We just had a crash at 8:02am.
Being so early in the school day, there were just two FMGo Clients connected at the time plus one IWP session which had been idle for 20 minutes or more.
The only odd thing I can see in the logs is that the same user was connected twice on seperate devices from the same IP (over WAN).
Analysing the crashdump with WinDbg shows: -
This dump file has an exception of interest stored in it.
The stored exception information can be accessed via .ecxr.
(8a8.868): Access violation - code c0000005 (first/second chance not available)
....bunch of symbol errors....
000007fe`f94e0c2a 420fb60402 movzx eax,byte ptr [rdx+r8]
EXCEPTION_RECORD: ffffffffffffffff -- (.exr 0xffffffffffffffff)
ExceptionAddress: 000007fef94e0c2a (DBEngine+0x00000000003c0c2a)
ExceptionCode: c0000005 (Access violation)
Attempt to read from address 0000000000000030
ERROR_CODE: (NTSTATUS) 0xc0000005 - The instruction at 0x%08lx referenced memory at 0x%08lx. The memory could not be %s.
EXCEPTION_CODE: (NTSTATUS) 0xc0000005 - The instruction at 0x%08lx referenced memory at 0x%08lx. The memory could not be %s.
000007fe`f94e0c2a 420fb60402 movzx eax,byte ptr [rdx+r8]

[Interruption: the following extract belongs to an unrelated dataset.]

PR #7071, opened 2017-04-05
Update Admin  OSFUser permissions to correct codename [OSF-7752]

erinspace:
## Purpose

I accidentally earlier named the new `OSFUser`'s view permission as `view_user` instead of the appropriate `view_osfuser` -- and added a few nonexistent permissions to groups like `change/dete_user` instead of `change/delete_osfuser`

LAST_CONTROL_TRANSFER: from 000007fef94ddca7 to 000007fef94e0c2a
I guess all that just means it crashed!
It says a little more than that. The code indicates an "access violation". That means that it was trying to access memory that it had no rights to or that simply could not be read. Could be pointing at a faulty RAM module, especially since this did not happen under load.
Make absolutely certain that no other processes are running on that machine too: no virus scanning, no indexing, no file sharing on any of the FMS folders.
I had a similar situation and had made sure that backups were not being done from the live FM data file, but some IT guru decided everything needed scanned and even though I had told them not to do that (and they said they wouldn't), they were scanning live FileMaker data files and this almost always killed the database if records were being written to. So wimdecorete's advice about reverifying that there are no other processes touching the live FM data is very important.
Also, whenever things get weird like this, I usually do a clean install and sometimes that fixes things. Be sure to back up your schedules first.